# Washer shakes like a @#$%^&



## dakuda (Dec 29, 2006)

I cannot complain too much, since I got the unit for free, but I have a Frigidaire front loading washer.  It works great, but in the spin cycle it shakes a LOT.  I mean tons.  It is level.  Any ideas on a fix for this?  Is this normal for the front loaders?


----------



## glennjanie (Dec 29, 2006)

No, that kind of shaking is not normal. There is a balancing mechanism that is not working for some reason. Front loaders usually start the spin, coast down some, and then go for the top rpms. We have an LG front loader that says it spins at 1500 rpm and there is very little vibration from it.
Top loaders also have the counter-balance mechanism to compensate for unequal loading of the tub; a front loader is always unequally loaded so it takes a more sofisticated balance.
I would take the back off and look for some metal weights that can be moved around; and, if they don't move freely, I would put a drop of oil on any part that looks like it moves against something else working it in as I go. Then, fire it up and try again. Please post back and let us know how it goes.
Glenn


----------



## jeff1 (Dec 29, 2006)

Hi,



> Frigidaire front loading washer



Model#?
http://www.applianceaid.com/model.html Some model# helps.



> It works great, but in the spin cycle it shakes a LOT. I mean tons.



On a wood floor, cement floor?



> It is level



Make sure the washer is levelled as close to the floor as possible. Legs that are out too far act like stilts. Make sure the rubber pads are ok on the legs.

http://www.frigidaire.com/support/FAQ-Washer.asp#14

jeff.


----------



## dakuda (Dec 30, 2006)

THe model # is FWT647GHS0, and it is on a wooden floor.

I just slid it out, took off the back, and saw nothing that resembled balancing weights.  I put it back together, slid it back, rechecked level and ran a smallload through.

The vibration/shaking is still pretty substantial.


----------



## jeff1 (Dec 30, 2006)

> and it is on a wooden floor



Maybe not easy, but a quick test is to try the washer on a cement floor, if ok the wood floor may be too weak.....front load washers genereally do not do well on wood or second ( main ) floor laundry rooms.

jeff.


----------



## dakuda (Dec 30, 2006)

Only cement surface I have is the back patio, or the detached garage.  I am kinda stuck with this location.  I am on a 4' dirt crawl.

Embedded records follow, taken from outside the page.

PR #480, opened 2019-11-18
Upgrade zulip to 0.6.1, avoiding uncaught SSLError

neiljp:
The new zulip library version allows catching of `ZulipError` in an
additional case, removing some cases where a requests exception was
thrown directly into zulip-terminal.

This avoids an uncaught exception, in cases such as being connected to a
network but not routed, such as if not signed in to a wifi router.

### DIFF
--- a/Pipfile
+++ b/Pipfile
@@ -5,7 +5,7 @@ name = "pypi"
 
 [packages]
 urwid = "==2.0.1"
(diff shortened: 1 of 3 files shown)


neiljp:
I see this as low risk, so I'm merging this now.

PR #481, opened 2019-11-23
Report reasons for initial connection failure

neiljp:
This PR first adjusts the error handling in functions used by `ThreadPool`s in the model, allowing for a reason to be passed back rather than just a boolean. That in turn allows for reporting of why an error has occurred to the user; initially this is simply for the first connection attempt to the server, which can diagnose rather useful situations such as incorrect API keys.

Tests are amended for the refactor, and a test added for the example case of an incorrect API key.

### DIFF
--- a/tests/model/test_model.py
+++ b/tests/model/test_model.py
@@ -22,7 +22,8 @@ class TestModel:
 
     @pytest.fixture
     def model(self, mocker, initial_data, user_profile):
-        mocker.patch('zulipterminal.model.Model.get_messages')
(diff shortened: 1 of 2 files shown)


neiljp:
Self-reviewed this and noticed that the `ZulipError` case was incorrect, and added a test case for that.

neiljp:
@sumanthvrao Thanks for the review; this should help with reporting errors, and maybe we can fine-tune the tests later :)

PR #483, opened 2019-11-29
Improve link rendering

neiljp:
This fixes a few outstanding issues in link rendering:
* Don't render extra copies of images/refs provided by the server
* Render simplified links (where text & link match) in the link style
* Improve handling of relative links, by using `urlparse` and `urljoin` to determine them & prepend the server URL
* Ensure that if we get a relative link which matches the actual text, we also simplify that rendering (the server simplifies the URL; we want to ensure the full link+text is simplified)

Tests are updated & added.


neiljp:
Interpreting Tim's feedback on #**development help** as positive, and given the incremental changes here, merging this now.

Issue #470, opened 2019-09-07
Add 'year' data when a message more than a year old is displayed.


sumanthvrao:
For messages which date back more than a year old, ZT does not display the year tag in the message box. We could improve the time formating in many ways but adding the year attribute would be a good first step. 

There might be potential issues locating the year with the 'star' to avoid it appearing in different locations, so for a basic-version, we can move the star to the right of the date.

A complete solution for this would be to use a logic similar to the web-app in `statis/js/timerender.js`.

zulipbot:
Hello @neiljp, you claimed this issue to work on it, but this issue and any referenced pull requests haven't been updated for 10 days. Are you still working on this issue?

If so, please update this issue by leaving a comment on this issue to let me know that you're still working on it. Otherwise, I'll automatically remove you from this issue in 4 days.

If you've decided to work on something else, simply comment `@zulipbot abandon` so that someone else can claim it and continue from where you left off.

Thank you for your valuable contributions to Zulip!

subhu12:
@zulipbot claim

zulipbot:
Welcome to Zulip, @subhu12! We just sent you an invite to collaborate on this repository at https://github.com/zulip/zulip-terminal/invitations. Please accept this invite in order to claim this issue and begin a fun, rewarding experience contributing to Zulip!

Here's some tips to get you off to a good start:
* Join me on the [Zulip developers' server](https://chat.zulip.org), to get help, chat about this issue, and meet the other developers.
* [Unwatch this repository](https://help.github.com/articles/unwatching-repositories/), so that you don't get 100 emails a day.

As you work on this issue, you'll also want to refer to the [Zulip code contribution guide](https://zulip.readthedocs.io/en/latest/contributing/index.html), as well as the rest of the developer documentation on that site.

See you on the other side (that is, the pull request side)!

neiljp:
@subhu12 Please note that this feature already has a PR active (#484). I have removed the help-wanted tag for now.

PR #484, opened 2019-12-01
Indicate message year, when it is not the current year

neiljp:
This is a fix for #470, has tests, and works functionally for me. Feedback welcome.

I propose that the extension ideas in #470 are placed into other issues, for things such as any styling improvements and potentially dynamic date changes as with the webapp.


amanagr:
LGTM, I am not sure about the star change that @sumanthvrao suggested.

neiljp:
@sumanthvrao I agree about the star looking odd. The first commit does resolve the issue, but I just added another if you'd like to try that.

@amanagr See how you like the star repositioning.

Perhaps long-term we could place the star next to the message.

sumanthvrao:
@neiljp The star repositioning looks good. :+1:

neiljp:
Merging now, given the positive review and feedback.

Would a rubber mat (fairly thick) be a reasonable solution?  I can head to Farm and Fleet and find something, I am sure.


----------



## MinConst (Dec 30, 2006)

Is this a new unit? Was the shipping bolt ever removed?


----------



## dakuda (Dec 30, 2006)

MinConst said:


> Is this a new unit? Was the shipping bolt ever removed?



It is not new, and all shipping bolts are removed.


----------



## jeff1 (Dec 31, 2006)

> Only cement surface I have is the back patio, or the detached garage



If you can get it there, try a spin with some damp towels ( put the drain hose in a bucket ) to see how it acts.

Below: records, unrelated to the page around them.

PR #485, opened 2019-12-08
Upgrade pytest from 3.10.1 to 5.3.5 (latest).

neiljp:
This is a replacement/extension for @amanagr's idea in #455. pytest was partially upgraded in 14c9161 already. Since #455 was opened, 5.3.1 is now available (cf 5.0.1 in #455 ).

Upgrading shows two types of external warnings:
* `urwid` uses some 'inspect' calls which are deprecated (since last upgrade to 3.10.1)
* `pytest-pep8` doesn't set up some kind of 'hook' to register a marker

To avoid confusing users with these warnings about external code, this commit works around
the existing and new issue by adding a `filterwarnings` entry for urwid, and explicitly
mentioning the pep8 `mark`, both in `setup.cfg`.

### DIFF
--- a/Pipfile
+++ b/Pipfile
@@ -13,7 +13,7 @@ lxml = "==4.2.3"
 mypy_extensions = ">=0.4"
 
 [dev-packages]
-pytest = "==3.10.1"
+pytest = "==5.3.5"
 pytest-pep8 = "==1.0.6"
 pytest-mock = "==1.7.1"
 pytest-cov = "==2.5.1"
--- a/requirements.txt
+++ b/requirements.txt
@@ -1,6 +1,6 @@
 urwid==2.1.0
 zulip==0.6.3
-pytest==3.10.1
+pytest==5.3.5
 pytest-cov==2.5.1
 pytest-pep8==1.0.6
 pytest-mock==1.7.1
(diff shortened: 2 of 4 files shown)


amanagr:
Thanks @neiljp  for this awesome find. I ran `pytest` after doing `pip3 install .` on this branch. I get another warning for `lxml` library:
```
tests/core/test_core.py::TestController::test_narrow_to_stream
  /Users/amanagrawal/.local/share/virtualenvs/zulip-terminal-NCZzs1Kf/lib/python3.7/site-packages/bs4/builder/_lxml.py:61: DeprecationWarning: Using or importing the ABCs from 'collections' instead of from 'collections.abc' is deprecated, and in 3.8 it will stop working
    if isinstance(parser, collections.Callable):

-- Docs: https://docs.pytest.org/en/latest/warnings.html
```

I tried upgrading `lxml` to the latest version `4.4.2` but I still get the same warning. I thing we should filter it for now.

neiljp:
@amanagr Right, I agree, this needs checking in each version of Python that we support, since pytest reports different results in each case. I have only really tested locally, which is 3.6.x.

neiljp:
Updated:
* pytest upgraded in separate commit to 5.3.5 (cf 5.3.1), from 3.10.1
* Filters make tests green for all CI :+1:

neiljp:
An update with the latest CI confirms that after the `urwid` upgrade, we no longer need to exclude that from the warnings :+1:

I plan to merge this soon, since this improves the developer experience.

rht:
Looks fine to me.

> Would a rubber mat (fairly thick) be a reasonable solution?



May help and is probably worth trying.

jeff.


----------



## jeff1 (Dec 31, 2006)

MinConst said:


> Is this a new unit? Was the shipping bolt ever removed?



http://www.frigidaire.com/support/FAQ-Washer.asp#14
We tried that as well 

Since your in ?construction?...think a 3/4" piece of plywood screwed down ( not nailed ) to the joists would help on a wood floor?

jeff.


----------